**Exercise prompt:** Copy each line of the following material that has the string "Shortcodes".

--- Exercise materials Enclosed Below ---

PR #7784, opened 2020-11-27
Update ServiceCollectionExtensions namespace

hishamco:
For fast discovery the extensions for `IServiceCollection` should be in `Microsoft.Extensions.DependencyInjection` namespace, I found there 're many namespaces need to be modified, @jtkech if sounds is good to rename I will continue to rename the other once

### DIFF
--- a/src/OrchardCore.Modules/OrchardCore.ContentLocalization/ServiceCollectionExtensions.cs
+++ b/src/OrchardCore.Modules/OrchardCore.ContentLocalization/ServiceCollectionExtensions.cs
@@ -1,5 +1,5 @@
-using Microsoft.Extensions.DependencyInjection;
 using Microsoft.Extensions.DependencyInjection.Extensions;
+using OrchardCore.ContentLocalization;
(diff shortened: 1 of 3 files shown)


jtkech:
@hishamco 

The problem is that, even there are not hidden to provide more flexibility, we don't want to expose some of them so easily, as normally they are not intended to be used directly, but by the modules / core project that define them, or through more visible helpers.

hishamco:
> we don't want to expose some of them so easily, as normally they are not intended to be used directly, but by the modules / core project that define them, or through more visible helpers.

Make sense, but for those who can be accessed publicly they should be easily discoverable IMHO

jtkech:
But some that we don't want to expose so easily are still public to still provide advanced extensibilty

One example is `AddExtensionManagerHost()`

hishamco:
> But some that we don't want to expose so easily are still public to still provide advanced extensibilty

Agree, my aim to change the namespace for those are our intend to be used in users application

PR #7787, opened 2020-11-27
MediaField: Display

agriffard:
- [X] Display img in card if the path as an image file extension.
- [X] Do not display anything if there is no media.
- [X] Use media text if set.


Skrypt (commented):
Format the entire document in Visual Studio.

Skrypt (approved):

PR #7802, opened 2020-11-28
Order Shortcodes categories

### LINKED ISSUE #7801: Shortcodes categories: Order alphabetically
image

agriffard:
Fixes #7801


deanmarcussen (approved):
Should we do the same for the workflows modal, or does it do it already?

agriffard:
> Should we do the same for the workflows modal, or does it do it already?

Workflows categories are already order by name: https://github.com/OrchardCMS/OrchardCore/blob/fbe6dd5b69e9082d45dccb1d0b931a34b2823c45/src/OrchardCore.Modules/OrchardCore.Workflows/Services/ActivityLibrary.cs#L23

PR #7808, opened 2020-11-29
Rename Workflow Types into Workflows

agriffard:
Rename also Workflows into instances where needed (breadcrumbs, titles).


agriffard:
Change some buttons classes:

image

sfmskywalker (approved):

--- End of Enclosed Exercise materials ---

**Written reply:**
Order Shortcodes categories
### LINKED ISSUE #7801: Shortcodes categories: Order alphabetically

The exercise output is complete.